Starting with the line that contains "Update changelog for release", copy every line through the end of the data below, exactly and with nothing added.

Start of TASK MATERIAL

PR #3682, opened 2020-03-19
Update changelog for release

JoeRobich:


JoeRobich:
Merging so we can validate performance fix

End of TASK MATERIAL

== RESPONSE ==
Update changelog for release

JoeRobich:


JoeRobich:
Merging so we can validate performance fix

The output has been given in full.